MCUBoot + MCUmgr: Image in the secondary slot is not valid!

Hi!

I am working on a custom board and would like to use an external flash for BLE OTA updates. The FW is based on NCS v1.7.1 and MCUBoot as the bootloader. I would like to use the MX25R64 external flash connected via SPI (not QSPI) for the secondary bootloader slot. 
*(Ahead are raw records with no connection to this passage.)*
PR #5390, opened 2024-01-18
Add default spacing between blocks [MAILPOET-5816]

lysyjan:
## Description

_N/A_

## Code review notes

- I decided to use the `FLEX_GAP` constant as a default padding in the email because the unified spaces look better.
- As a part of this PR, it is removing some reset CSS styles because it makes the rendered HTML not transparent.

## QA notes

_N/A_

## Linked PRs

_N/A_

## Linked tickets

[MAILPOET-5816]

## After-merge notes

_N/A_

## Tasks

[MAILPOET-5816]: https://mailpoet.atlassian.net/browse/MAILPOET-5816?atlOrigin=eyJpIjoiNWRkNTljNzYxNjVmNDY3MDlhMDU5Y2ZhYzA5YTRkZjUiLCJwIjoiZ2l0aHViLWNvbS1KU1cifQ

### DIFF
--- a/mailpoet/lib/EmailEditor/Engine/Renderer/Preprocessors/SpacingPreprocessor.php
+++ b/mailpoet/lib/EmailEditor/Engine/Renderer/Preprocessors/SpacingPreprocessor.php
@@ -16,8 +16,8 @@ class SpacingPreprocessor implements Preprocessor {
 
   private function addMarginTopToBlocks(array $parsedBlocks): array {
     foreach ($parsedBlocks as $key => $block) {
-      // We don't want to add margin-top to column block
-      if ($key !== 0 && $block['blockName'] !== 'core/column') {
+      // We don't want to add margin-top to the first block in the email or to the first block in the columns block
+      if ($key !== 0) {
         $block['email_attrs']['margin-top'] = SettingsController::FLEX_GAP;
       }
 
--- a/mailpoet/lib/EmailEditor/Engine/Renderer/Preprocessors/SpacingPreprocessor.php
+++ b/mailpoet/lib/EmailEditor/Engine/Renderer/Preprocessors/SpacingPreprocessor.php
@@ -1,0 +1,31 @@
+<?php declare(strict_types = 1);
+
+namespace MailPoet\EmailEditor\Engine\Renderer\Preprocessors;
+
+use MailPoet\EmailEditor\Engine\SettingsController;
+
+/**
+ * This preprocessor is responsible for setting default spacing values for blocks.
+ * In the early development phase, we are setting only margin-top for blocks that are not first or last in the columns block.
+ */
+class SpacingPreprocessor implements Preprocessor {
+  public function preprocess(array $parsedBlocks, array $layoutStyles): array {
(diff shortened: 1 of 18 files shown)


mailpoet/lib/EmailEditor/Engine/Renderer/Preprocessors/SpacingPreprocessor.php
```diff
@@ -0,0 +1,31 @@
...
+    $parsedBlocks = $this->addMarginTopToBlocks($parsedBlocks);
+    return $parsedBlocks;
+  }
+
+  private function addMarginTopToBlocks(array $parsedBlocks): array {
+    foreach ($parsedBlocks as $key => $block) {
+      // We don't want to add margin-top to column block
+      if ($key !== 0 && $block['blockName'] !== 'core/column') {
+        $block['email_attrs']['margin-top'] = SettingsController::FLEX_GAP;
+      }
```
costasovo: Why do we want to skip columns? Is it because of some specific behavior? Would it be possible to detect it differently than checking the block name? 

The thing is that here we are in the `Engine` namespace, so we should not use block names from the core integration in the code.

Maybe we could find some other common attributes that would help us detect when to skip adding the margin and it would work also for other blocks we will add later or alternatively we could use a filter (something like `$blocksWithoutMargin = apply_filters('mailpoet_xyz', [])`) and we could pass the columns there in `Integration/Core/Initializer`. What do you think?

costasovo (changes requested):
Great job! This improves the look of the final email!

I found one problem with using a core block name in the engine code. Please see my other comment.

mailpoet/lib/EmailEditor/Engine/Renderer/Preprocessors/SpacingPreprocessor.php
lysyjan: > Why do we want to skip columns? Is it because of some specific behavior? Would it be possible to detect it differently than checking the block name?

The main reason is that the `core/column` block is rendered horizontally compared to the rest of the blocks.
So the top margin could cause something like this:
Screenshot 2024-01-23 at 17 18 44

Nevertheless, I realized now the top margin is not used in the renderer for this block, so I think we can remove this part of the condition, and we don't need a filter here. Does it make sense to you?

costasovo: @lysyjan Thank you for the explanation!

> Nevertheless, I realized now the top margin is not used in the renderer for this block, so I think we can remove this part of the condition, and we don't need a filter here. Does it make sense to you?

👍 If it is not needed, let's remove it. My concern was about mixing the engine and integration logic so if we remove the check for the specific block we are good.

lysyjan: @costasovo I updated the condition in the last commit and rebased the branch due to conflicts with trunk.

costasovo (approved):
LGTM!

I started with the SMP Server sample and got it working on an nRF52840DK using QSPI (see NCS 1.7 ota use external flash). I've followed the discusion ncs-external-flash-ota-change-qspi-to-spi to use SPI instead of QSPI. When using the Android 'Device Manager' App in combination with the provided sample application 1207.hello_world_spi_nor_ext_flash.zip everthing works fine. But the update process fails, if I use the MCUmgr CLI interface for the image upload. In this case I get the error message 'Image in the secondary slot is not valid!'. The MCUmgr CLI runs on a Raspberry PI with an nRF52840 Dongle as BLE HCI Interface.

I also tried tried NCS v1.8.0 and got the same error message.


Debugging MCUBoot with Ozone shows that the image signature/hash is incorrect when using MCUmgr CLI for the image upload. Further investigation of the error shows that the integrity check perforrmed in the bootutil_img_validate function fails. In this case the variable hash is invalid, but the content of the variable buf is correct. When I use the Device Manager App to  upload the image, the signature is valid and the update is successful.

  /*
     * Traverse through all of the TLVs, performing any checks we know
     * and are able to do.
     */
    while (true) {
        rc = bootutil_tlv_iter_next(&it, &off, &len, &type);
        if (rc < 0) {
            goto out;
        } else if (rc > 0) {
            break;
        }

        if (type == IMAGE_TLV_SHA256) {
            /*
             * Verify the SHA256 image hash.  This must always be
             * present.
             */
            if (len != sizeof(hash)) {
                rc = -1;
                goto out;
            }
            rc = LOAD_IMAGE_DATA(hdr, fap, off, buf, sizeof(hash));
            if (rc) {
                goto out;
            }

            FIH_CALL(boot_fih_memequal, fih_rc, hash, buf, sizeof(hash));
            if (fih_not_eq(fih_rc, FIH_SUCCESS)) {
                goto out;
            }

            sha256_valid = 1;



Can you give me any advice to fix the error?


Best regards,

Thomas

  • Hi,

     

    Thank you for providing your test firmware.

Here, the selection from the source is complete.